Write exactly, with no line omitted or added, the span beginning at the line that holds "There is no" and ending at the last line of the records.

[Data supplied Boundary: Start]

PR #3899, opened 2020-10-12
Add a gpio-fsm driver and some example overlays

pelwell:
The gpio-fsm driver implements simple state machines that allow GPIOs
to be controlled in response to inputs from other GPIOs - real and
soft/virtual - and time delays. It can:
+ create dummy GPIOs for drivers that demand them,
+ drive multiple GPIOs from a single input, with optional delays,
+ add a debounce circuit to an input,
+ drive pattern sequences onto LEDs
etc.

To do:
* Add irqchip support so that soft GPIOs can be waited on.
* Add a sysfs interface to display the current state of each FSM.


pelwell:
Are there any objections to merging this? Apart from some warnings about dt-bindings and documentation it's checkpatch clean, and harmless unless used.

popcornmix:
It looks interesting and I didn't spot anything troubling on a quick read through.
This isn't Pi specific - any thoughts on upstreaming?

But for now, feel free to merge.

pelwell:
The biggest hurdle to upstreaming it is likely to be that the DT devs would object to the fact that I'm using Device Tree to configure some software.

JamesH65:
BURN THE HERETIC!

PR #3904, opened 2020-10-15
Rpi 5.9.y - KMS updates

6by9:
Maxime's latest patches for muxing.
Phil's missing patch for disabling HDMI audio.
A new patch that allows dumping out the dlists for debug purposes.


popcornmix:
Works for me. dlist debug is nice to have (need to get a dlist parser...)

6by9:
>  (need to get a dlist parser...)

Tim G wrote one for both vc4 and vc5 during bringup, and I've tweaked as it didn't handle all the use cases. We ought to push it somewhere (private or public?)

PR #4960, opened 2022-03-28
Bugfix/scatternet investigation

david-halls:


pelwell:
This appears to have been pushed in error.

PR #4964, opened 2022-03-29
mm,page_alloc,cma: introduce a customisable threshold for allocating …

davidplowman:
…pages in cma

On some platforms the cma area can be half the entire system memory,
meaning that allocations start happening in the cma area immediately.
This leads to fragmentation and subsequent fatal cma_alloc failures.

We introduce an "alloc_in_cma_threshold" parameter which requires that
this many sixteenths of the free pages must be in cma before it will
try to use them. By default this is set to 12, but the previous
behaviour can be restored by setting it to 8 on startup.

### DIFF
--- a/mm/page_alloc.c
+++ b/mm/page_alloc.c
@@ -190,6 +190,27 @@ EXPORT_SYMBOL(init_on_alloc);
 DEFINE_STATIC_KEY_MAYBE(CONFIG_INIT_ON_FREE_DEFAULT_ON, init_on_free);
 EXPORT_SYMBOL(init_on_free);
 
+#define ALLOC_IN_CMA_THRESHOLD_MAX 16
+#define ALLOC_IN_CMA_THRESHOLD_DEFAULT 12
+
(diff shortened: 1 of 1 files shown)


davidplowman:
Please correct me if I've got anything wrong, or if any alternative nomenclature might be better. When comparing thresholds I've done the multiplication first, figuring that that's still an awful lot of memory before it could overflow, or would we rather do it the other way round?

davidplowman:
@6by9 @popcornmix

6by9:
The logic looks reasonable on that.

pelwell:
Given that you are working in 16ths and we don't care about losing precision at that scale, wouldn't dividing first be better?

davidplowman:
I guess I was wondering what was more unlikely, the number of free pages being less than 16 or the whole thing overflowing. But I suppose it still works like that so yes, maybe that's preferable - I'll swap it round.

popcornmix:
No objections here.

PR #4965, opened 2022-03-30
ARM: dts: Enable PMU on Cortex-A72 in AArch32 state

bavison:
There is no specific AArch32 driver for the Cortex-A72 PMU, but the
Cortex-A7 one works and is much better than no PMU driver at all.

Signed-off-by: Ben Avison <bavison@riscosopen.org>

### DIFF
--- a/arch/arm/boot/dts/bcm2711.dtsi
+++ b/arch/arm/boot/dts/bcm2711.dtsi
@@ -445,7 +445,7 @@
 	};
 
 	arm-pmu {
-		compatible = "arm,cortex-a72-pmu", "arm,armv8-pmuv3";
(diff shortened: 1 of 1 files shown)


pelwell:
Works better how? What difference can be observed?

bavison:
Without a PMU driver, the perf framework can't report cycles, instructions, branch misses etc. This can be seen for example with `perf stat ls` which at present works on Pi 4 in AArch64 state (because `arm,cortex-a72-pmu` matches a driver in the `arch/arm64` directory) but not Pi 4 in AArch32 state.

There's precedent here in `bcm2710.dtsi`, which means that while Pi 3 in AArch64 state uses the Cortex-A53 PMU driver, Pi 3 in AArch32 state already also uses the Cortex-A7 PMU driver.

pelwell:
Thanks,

[Data supplied Boundary: End]

Output of the exercise:
There is no specific AArch32 driver for the Cortex-A72 PMU, but the
Cortex-A7 one works and is much better than no PMU driver at all.

Signed-off-by: Ben Avison <bavison@riscosopen.org>

### DIFF
--- a/arch/arm/boot/dts/bcm2711.dtsi
+++ b/arch/arm/boot/dts/bcm2711.dtsi
@@ -445,7 +445,7 @@
 	};
 
 	arm-pmu {
-		compatible = "arm,cortex-a72-pmu", "arm,armv8-pmuv3";
(diff shortened: 1 of 1 files shown)


pelwell:
Works better how? What difference can be observed?

bavison:
Without a PMU driver, the perf framework can't report cycles, instructions, branch misses etc. This can be seen for example with `perf stat ls` which at present works on Pi 4 in AArch64 state (because `arm,cortex-a72-pmu` matches a driver in the `arch/arm64` directory) but not Pi 4 in AArch32 state.

There's precedent here in `bcm2710.dtsi`, which means that while Pi 3 in AArch64 state uses the Cortex-A53 PMU driver, Pi 3 in AArch32 state already also uses the Cortex-A7 PMU driver.

pelwell:
Thanks,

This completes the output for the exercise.